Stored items
Segment Open

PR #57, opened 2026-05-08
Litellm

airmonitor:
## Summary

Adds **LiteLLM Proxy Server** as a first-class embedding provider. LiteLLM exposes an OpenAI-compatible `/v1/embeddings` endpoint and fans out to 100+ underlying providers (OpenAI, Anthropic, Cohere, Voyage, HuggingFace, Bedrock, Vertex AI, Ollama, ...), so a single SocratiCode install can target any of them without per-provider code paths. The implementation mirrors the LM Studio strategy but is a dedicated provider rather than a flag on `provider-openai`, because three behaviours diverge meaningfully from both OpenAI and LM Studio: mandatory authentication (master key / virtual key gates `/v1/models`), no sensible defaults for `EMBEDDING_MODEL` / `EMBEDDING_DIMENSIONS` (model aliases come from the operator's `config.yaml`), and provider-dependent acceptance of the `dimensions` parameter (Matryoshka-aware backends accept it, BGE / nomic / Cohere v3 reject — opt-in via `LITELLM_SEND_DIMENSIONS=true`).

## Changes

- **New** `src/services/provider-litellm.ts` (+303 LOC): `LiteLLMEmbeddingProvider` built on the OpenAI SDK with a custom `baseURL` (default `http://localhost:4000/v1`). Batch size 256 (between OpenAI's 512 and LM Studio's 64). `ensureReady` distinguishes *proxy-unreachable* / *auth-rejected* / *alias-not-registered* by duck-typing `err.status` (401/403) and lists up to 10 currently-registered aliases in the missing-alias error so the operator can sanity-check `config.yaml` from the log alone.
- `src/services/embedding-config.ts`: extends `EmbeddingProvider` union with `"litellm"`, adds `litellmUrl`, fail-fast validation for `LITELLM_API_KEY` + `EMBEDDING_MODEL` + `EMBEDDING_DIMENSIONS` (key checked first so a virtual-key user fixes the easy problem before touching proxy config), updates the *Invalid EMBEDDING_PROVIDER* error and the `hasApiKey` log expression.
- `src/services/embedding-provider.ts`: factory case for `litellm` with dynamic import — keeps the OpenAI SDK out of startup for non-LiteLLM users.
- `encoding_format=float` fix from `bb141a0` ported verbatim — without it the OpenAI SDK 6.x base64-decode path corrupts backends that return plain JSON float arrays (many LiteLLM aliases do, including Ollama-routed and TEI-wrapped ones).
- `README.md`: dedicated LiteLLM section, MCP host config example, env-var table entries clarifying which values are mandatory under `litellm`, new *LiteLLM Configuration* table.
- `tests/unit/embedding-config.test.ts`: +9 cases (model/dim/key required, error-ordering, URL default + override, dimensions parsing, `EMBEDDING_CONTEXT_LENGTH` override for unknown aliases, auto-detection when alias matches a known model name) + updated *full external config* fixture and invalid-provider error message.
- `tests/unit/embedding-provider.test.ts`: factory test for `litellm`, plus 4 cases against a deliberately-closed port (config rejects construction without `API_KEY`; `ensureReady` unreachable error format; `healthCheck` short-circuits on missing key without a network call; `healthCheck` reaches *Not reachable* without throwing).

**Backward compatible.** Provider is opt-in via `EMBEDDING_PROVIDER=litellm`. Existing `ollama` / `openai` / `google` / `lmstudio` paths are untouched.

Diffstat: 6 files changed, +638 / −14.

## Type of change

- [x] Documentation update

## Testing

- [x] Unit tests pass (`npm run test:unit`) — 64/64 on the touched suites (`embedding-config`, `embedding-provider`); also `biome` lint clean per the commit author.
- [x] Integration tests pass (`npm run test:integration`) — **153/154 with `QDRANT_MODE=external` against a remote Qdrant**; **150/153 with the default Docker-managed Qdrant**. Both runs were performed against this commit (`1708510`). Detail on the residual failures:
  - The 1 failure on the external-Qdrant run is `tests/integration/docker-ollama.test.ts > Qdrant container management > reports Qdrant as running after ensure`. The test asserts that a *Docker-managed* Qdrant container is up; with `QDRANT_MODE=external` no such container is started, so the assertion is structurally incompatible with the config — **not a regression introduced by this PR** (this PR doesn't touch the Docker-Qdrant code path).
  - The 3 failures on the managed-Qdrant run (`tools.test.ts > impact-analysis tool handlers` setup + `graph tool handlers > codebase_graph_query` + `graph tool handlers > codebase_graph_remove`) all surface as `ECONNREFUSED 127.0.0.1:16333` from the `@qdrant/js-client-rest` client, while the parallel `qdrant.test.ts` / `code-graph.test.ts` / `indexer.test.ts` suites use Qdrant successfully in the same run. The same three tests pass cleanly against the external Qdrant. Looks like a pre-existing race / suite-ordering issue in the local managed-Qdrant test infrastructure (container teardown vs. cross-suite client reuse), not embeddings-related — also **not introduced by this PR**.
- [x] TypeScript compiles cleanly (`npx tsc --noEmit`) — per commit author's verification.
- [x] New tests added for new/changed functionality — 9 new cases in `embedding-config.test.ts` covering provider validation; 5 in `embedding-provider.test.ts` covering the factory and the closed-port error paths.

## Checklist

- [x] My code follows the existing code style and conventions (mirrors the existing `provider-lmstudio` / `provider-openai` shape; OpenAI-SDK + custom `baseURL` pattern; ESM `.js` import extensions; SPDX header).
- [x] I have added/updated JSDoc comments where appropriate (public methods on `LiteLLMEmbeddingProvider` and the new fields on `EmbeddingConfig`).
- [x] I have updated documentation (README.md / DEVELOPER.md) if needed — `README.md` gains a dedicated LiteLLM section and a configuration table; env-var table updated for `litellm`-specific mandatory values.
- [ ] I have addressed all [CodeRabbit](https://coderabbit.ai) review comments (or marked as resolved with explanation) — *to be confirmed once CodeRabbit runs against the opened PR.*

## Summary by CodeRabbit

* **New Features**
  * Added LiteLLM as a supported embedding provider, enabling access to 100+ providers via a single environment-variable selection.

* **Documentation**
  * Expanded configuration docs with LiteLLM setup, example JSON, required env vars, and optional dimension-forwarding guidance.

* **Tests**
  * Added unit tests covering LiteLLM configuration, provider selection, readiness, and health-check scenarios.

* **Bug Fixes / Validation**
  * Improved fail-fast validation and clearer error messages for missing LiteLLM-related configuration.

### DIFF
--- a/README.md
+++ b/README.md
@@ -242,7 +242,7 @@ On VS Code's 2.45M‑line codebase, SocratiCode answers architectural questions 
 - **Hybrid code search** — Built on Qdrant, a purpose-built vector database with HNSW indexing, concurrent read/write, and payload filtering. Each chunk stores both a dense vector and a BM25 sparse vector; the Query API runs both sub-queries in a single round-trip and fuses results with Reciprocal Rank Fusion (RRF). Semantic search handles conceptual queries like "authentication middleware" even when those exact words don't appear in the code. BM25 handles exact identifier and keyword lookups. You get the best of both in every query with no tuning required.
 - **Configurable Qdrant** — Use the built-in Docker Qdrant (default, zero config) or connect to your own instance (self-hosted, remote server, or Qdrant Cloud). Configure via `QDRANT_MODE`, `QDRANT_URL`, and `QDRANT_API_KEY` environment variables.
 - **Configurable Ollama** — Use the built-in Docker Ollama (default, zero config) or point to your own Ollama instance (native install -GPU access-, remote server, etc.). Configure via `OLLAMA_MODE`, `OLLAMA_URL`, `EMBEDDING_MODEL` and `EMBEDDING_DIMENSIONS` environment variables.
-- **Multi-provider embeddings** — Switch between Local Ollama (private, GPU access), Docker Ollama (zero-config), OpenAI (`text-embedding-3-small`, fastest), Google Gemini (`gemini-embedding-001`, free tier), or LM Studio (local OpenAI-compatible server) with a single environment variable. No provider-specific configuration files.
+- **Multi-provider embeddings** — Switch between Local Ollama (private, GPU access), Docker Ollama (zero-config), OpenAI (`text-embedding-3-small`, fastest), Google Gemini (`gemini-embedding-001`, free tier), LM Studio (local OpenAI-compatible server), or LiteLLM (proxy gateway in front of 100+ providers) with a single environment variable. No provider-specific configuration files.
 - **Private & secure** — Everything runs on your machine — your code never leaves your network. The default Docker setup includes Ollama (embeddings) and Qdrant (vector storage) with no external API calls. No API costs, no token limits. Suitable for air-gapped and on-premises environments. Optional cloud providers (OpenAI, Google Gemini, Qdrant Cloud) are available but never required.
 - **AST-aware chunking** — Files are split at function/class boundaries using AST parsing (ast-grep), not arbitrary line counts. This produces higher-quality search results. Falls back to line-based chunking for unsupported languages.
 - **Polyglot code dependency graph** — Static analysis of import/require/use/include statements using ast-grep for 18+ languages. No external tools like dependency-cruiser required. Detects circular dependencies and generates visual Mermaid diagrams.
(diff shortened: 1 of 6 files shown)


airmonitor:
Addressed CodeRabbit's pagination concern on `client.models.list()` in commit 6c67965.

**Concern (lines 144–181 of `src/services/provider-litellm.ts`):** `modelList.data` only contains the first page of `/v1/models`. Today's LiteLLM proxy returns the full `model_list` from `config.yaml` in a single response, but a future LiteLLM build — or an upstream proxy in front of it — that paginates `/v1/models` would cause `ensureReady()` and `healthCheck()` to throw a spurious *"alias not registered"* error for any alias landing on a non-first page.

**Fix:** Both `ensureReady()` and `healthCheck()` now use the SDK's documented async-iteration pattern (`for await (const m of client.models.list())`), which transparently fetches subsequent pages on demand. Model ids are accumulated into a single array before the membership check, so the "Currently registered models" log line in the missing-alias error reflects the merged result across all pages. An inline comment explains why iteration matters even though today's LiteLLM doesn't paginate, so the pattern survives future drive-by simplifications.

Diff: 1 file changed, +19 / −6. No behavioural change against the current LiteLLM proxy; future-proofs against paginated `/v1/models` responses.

Segment Closed

EXERCISE DESCRIPTION: Would you retype the lines above from the one with "the log alone." down to the one with "new *LiteLLM Configuration* table.", word for word, both ends included and no other lines?

RESPONSE AREA:
- **New** `src/services/provider-litellm.ts` (+303 LOC): `LiteLLMEmbeddingProvider` built on the OpenAI SDK with a custom `baseURL` (default `http://localhost:4000/v1`). Batch size 256 (between OpenAI's 512 and LM Studio's 64). `ensureReady` distinguishes *proxy-unreachable* / *auth-rejected* / *alias-not-registered* by duck-typing `err.status` (401/403) and lists up to 10 currently-registered aliases in the missing-alias error so the operator can sanity-check `config.yaml` from the log alone.
- `src/services/embedding-config.ts`: extends `EmbeddingProvider` union with `"litellm"`, adds `litellmUrl`, fail-fast validation for `LITELLM_API_KEY` + `EMBEDDING_MODEL` + `EMBEDDING_DIMENSIONS` (key checked first so a virtual-key user fixes the easy problem before touching proxy config), updates the *Invalid EMBEDDING_PROVIDER* error and the `hasApiKey` log expression.
- `src/services/embedding-provider.ts`: factory case for `litellm` with dynamic import — keeps the OpenAI SDK out of startup for non-LiteLLM users.
- `encoding_format=float` fix from `bb141a0` ported verbatim — without it the OpenAI SDK 6.x base64-decode path corrupts backends that return plain JSON float arrays (many LiteLLM aliases do, including Ollama-routed and TEI-wrapped ones).
- `README.md`: dedicated LiteLLM section, MCP host config example, env-var table entries clarifying which values are mandatory under `litellm`, new *LiteLLM Configuration* table.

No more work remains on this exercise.